In a letter to US trade representative Ambassador Robert Lighthizer, the group strongly urged him to exclude wine and wine products from the list of goods that may be subject to WTO tariff countermeasures, as a result of a WTO dispute over EU subsidies to Airbus.
It echoes a similar letter from the organisation’s European contingent to the European Trade Commissioner, signed by representatives from Burgundy, Bordeaux, Champagne, Chianti, Rioja, and Jerez.
The Wine Origins Alliance comprises 25 organisations across 10 counties, which together represents nearly 80,000 wineries and growers, who are focussed on promoting and protecting wine growing place names worldwide and preventing the purposeful misuse of geographic names.

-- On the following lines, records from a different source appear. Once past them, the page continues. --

PR #4319, opened 2026-06-01
core: Update Vulkan headers

sargunv:
To support https://github.com/maplibre/maplibre-native/pull/4315, I updated the Vulkan-Headers submodule to the latest v1.4.x patch to get the official VK_OHOS_surface declarations.

This required dealing with some deprecations, as we were previously on v1.3.x. My understanding is this upgrade doesn't have significant runtime or compatibility implications on our other targets, but I'm not at all an expert here—please check me.

### DIFF
--- a/include/mbgl/vulkan/renderer_backend.hpp
+++ b/include/mbgl/vulkan/renderer_backend.hpp
@@ -31,6 +31,11 @@ class ProgramParameters;
 
 namespace vulkan {
 
+using DynamicLoader = vk::detail::DynamicLoader;
+using DispatchLoaderDynamic = VULKAN_HPP_DISPATCH_LOADER_DYNAMIC_TYPE;
+template <typename OwnerType>
+using ObjectDestroy = vk::detail::ObjectDestroy<OwnerType, DispatchLoaderDynamic>;
+
 class RendererBackend : public gfx::RendererBackend {
 public:
     RendererBackend(gfx::ContextMode);
@@ -40,7 +45,7 @@ public:
     void initShaders(gfx::ShaderRegistry&, const ProgramParameters& programParameters) override;
     void init();
 
-    const vk::DispatchLoaderDynamic& getDispatcher() const { return dispatcher; }
+    const DispatchLoaderDynamic& getDispatcher() const { return dispatcher; }
     const vk::UniqueInstance& getInstance() const { return instance; }
     const vk::PhysicalDevice& getPhysicalDevice() const { return physicalDevice; }
     const vk::UniqueDevice& getDevice() const { return device; }
@@ -97,8 +102,8 @@ protected:
     void destroyResources();
 
 protected:
-    vk::DynamicLoader dynamicLoader;
-    vk::DispatchLoaderDynamic dispatcher;
+    DynamicLoader dynamicLoader;
+    DispatchLoaderDynamic dispatcher;
 
     vk::UniqueInstance instance;
     vk::UniqueDebugUtilsMessengerEXT debugUtilsCallback;
--- a/src/mbgl/vulkan/renderer_backend.cpp
+++ b/src/mbgl/vulkan/renderer_backend.cpp
@@ -271,26 +271,26 @@ void RendererBackend::triggerFrameCapture([[maybe_unused]] uint32_t frameCount, 
 
 #ifdef ENABLE_VULKAN_VALIDATION
 
-static VKAPI_ATTR VkBool32 VKAPI_CALL vkDebugUtilsCallback(VkDebugUtilsMessageSeverityFlagBitsEXT messageSeverity,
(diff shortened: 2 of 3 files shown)


include/mbgl/vulkan/renderer_backend.hpp
```diff
@@ -31,6 +31,11 @@ class ProgramParameters;
 
 namespace vulkan {
 
+using DynamicLoader = vk::detail::DynamicLoader;
+using DispatchLoaderDynamic = VULKAN_HPP_DISPATCH_LOADER_DYNAMIC_TYPE;
+template <typename OwnerType>
+using ObjectDestroy = vk::detail::ObjectDestroy<OwnerType, DispatchLoaderDynamic>;
+
```
sargunv, line 38: flag for reviewers, I don't really understand what's going on here, why we'd alias `vk::detail` or use a template, but gpt seemed pretty confident this is the pattern we want

adrian-cojocaru: The only benefit that I can see, is that it can resolve `VULKAN_HPP_DISPATCH_LOADER_DYNAMIC_TYPE` without having to expand it in every usage (similar to how it's used in `vulkan.hpp`).

src/mbgl/vulkan/renderer_backend.cpp
```diff
@@ -601,9 +600,6 @@ void RendererBackend::initDevice() {
                           .setPEnabledExtensionNames(extensions)
                           .setPEnabledFeatures(&physicalDeviceFeatures);
 
-    // this is not needed for newer implementations
-    createInfo.setPEnabledLayerNames(layers);
```
adrian-cojocaru, line 605: Was this flagged by the validation layers/AI? It's mostly a compatibility fix for older implementation and is a no-op on everything else.

adrian-cojocaru (approved):

src/mbgl/vulkan/renderer_backend.cpp
sargunv: Here's the actual source from https://raw.githubusercontent.com/KhronosGroup/Vulkan-Headers/refs/heads/main/include/vulkan/vulkan_structs.hpp

```cpp
#  if !defined( VULKAN_HPP_DISABLE_ENHANCED_MODE )
    VULKAN_HPP_DEPRECATED( "unused" )
    DeviceCreateInfo & setPEnabledLayerNames( ArrayProxyNoTemporaries<char const * const> const & pEnabledLayerNames_ ) VULKAN_HPP_NOEXCEPT
    {
      detail::ignore( pEnabledLayerNames_ );
      return *this;
    }
#  endif /*VULKAN_HPP_DISABLE_ENHANCED_MODE*/
```

and `detail::ignore` is:

```cpp
  template <typename T>
  VULKAN_HPP_CONSTEXPR bool ignore(T const&) VULKAN_HPP_NOEXCEPT {
      return true;
  }
```

So my read is it's literally implemented as a no-op in the header unless `VULKAN_HPP_DISABLE_ENHANCED_MODE` is defined.

(I'm not sure what `VULKAN_HPP_DISABLE_ENHANCED_MODE` is, but I see no evidence of us defining it)

Vulkan deprecation notes: https://docs.vulkan.org/guide/latest/deprecated.html

> **Fallback Strategy**
> 
> Since device layers were deprecated very early, there’s no need for a fallback strategy. All Vulkan implementations should support instance layers instead of device layers.

sargunv: so as far as I can tell:

- vulkan recommends not having a fallback here
- maybe upgrading the header is a breaking change for some "early in vulkan's life" implementation, not included in Vulkan's "all vulkan implementations" claim
- I have no idea how to identify what sort of implementations that'd be (a git blame on this line didn't surface anything interesting) but it seems it'd be sometime in the first few months of Vulkan 1.0 (~mid-2016 vulkan loader)

sargunv: AI tells me, after searching the web:
- Early Android 7.0/7.1 devices (Vulkan was introduced in API 24 / 7.0)
  - This one is notable since MapLibre currently supports down to API 23 / Android 6.0
- Windows systems frozen on very early 2016 Vulkan beta/initial drivers
- Linux desktop distros frozen since 2016

sargunv: AI also tells me this is used only in validation/debug/etc layers, but I'm too out of my depth to validate that claim

adrian-cojocaru: Didn't notice that the C++ headers disabled them by default. I was under the impression that they're still passed to the driver to decide if it wants to ignore them or not. Safe to remove then.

The appeal after the US government identified $21 billion-worth of EU good imports, including wine and cheese, which it said could be subject to tariffs in the ratcheting up of trade hostilities between the two blocks in response to the EU subsiding aerospace and defence group Airbus. Last year the WTO ruled the EU subsidies to the company were illegal in the culmination of a 14-year dispute between Airbus and US company Boeing.

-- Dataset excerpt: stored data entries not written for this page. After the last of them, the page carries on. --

PR #4329, opened 2026-06-05
replace node-pre-gyp-github with gh release

acalcutt:
This PR attempts to fix the publishing issue found when publishing the last node release where multiple releases were made. This removes the custom node-pre-gyp-github, which I have been maintaining, with standard gh release commands

Testing: I have tested this release workflow on my test branch https://github.com/WifiDB/maplibre-native/tree/test-node-gh-release and created the test release https://github.com/WifiDB/maplibre-native/releases/tag/node-v6.5.0-pre.0, which seemed to work as expected

AI Use: I used Claude AI here and asked it to remove node-pre-gyp-github which I have been maintaining. I also asked it to replace the version actions with the version we are pulling in the first job

### DIFF
--- a/.github/workflows/node-release.yml
+++ b/.github/workflows/node-release.yml
@@ -279,7 +279,7 @@ jobs:
 
   publish_npm:
     runs-on: ubuntu-latest
-    needs: publish_binaries
+    needs: [publish_binaries, release-check]
     defaults:
       run:
         shell: bash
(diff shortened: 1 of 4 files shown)


.github/workflows/node-release.yml
```diff
@@ -34,14 +34,57 @@ jobs:
...
+          if [[ "$version" == *-* ]]; then
+            echo "prerelease=true" >> "$GITHUB_OUTPUT"
+          else
+            echo "prerelease=false" >> "$GITHUB_OUTPUT"
+          fi
+
+      - name: Extract changelog for version
+        working-directory: platform/node
+        run: |
+          awk -v ver="## ${{ needs.release-check.outputs.version }}" 'BEGIN{p=0} $0==ver{p=1; next} /^## / && p==1{exit} p==1{print}' CHANGELOG.md > changelog_for_version.md
```
louwers, line 70: Consider factoring this into an external script for easier testing.

louwers (approved):

.github/workflows/node-release.yml
acalcutt: This part was just moved from the publish section to the create release sections, so i would rather not change it right now since I know it works. but i would say maybe in a future PR maybe if it is worth making an external script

In response the EU is also expected to authorise tariffs countermeasures on US-made wine and other products.
The letter pointed out that the US and the EU are two of the world’s leading wine producers and last year collectively exporting $28 billion of product and urged the US trade representative to remove wine from the list and work with the EU to reduce and eliminate tariffs.
“We urge you to work with the EU government to reduce or eliminated wine tariffs, not raise them. Promoting wine exports by removing trade barriers is critical to driving industry growth and creating new industry jobs,” it said.
Signatories of the letter include the President of the Napa Valley Vintners Association, Linda Reiff, Sonoma County Vintners’ executive director Michael Haney, Oregon Winegrowers Association CEO Tom Danowski, alongside representatives from Pasa Robles Wine Country Alliance, the Long Island Wine Council, Santa Barbara Vintners, the Missouri Wine and Grape Board, and Willamette Valley Wineries Association.
In a similar move, the presidents of the Conseil Interprofessional du Vin de Bordeaux (CIVB), Consorzio Vino Chianti Classico, Bureau Interprofessional des Vins de Bourgogne (BIVB), Consejo Regulador DOCa Rioja, Comité Champagne and Consejo Regulador del Vino del Jerez urged the EC’s Commissioner for Trade Cecilia Malmström to exlude wine from amy list of goods on the tariff countermeasure list.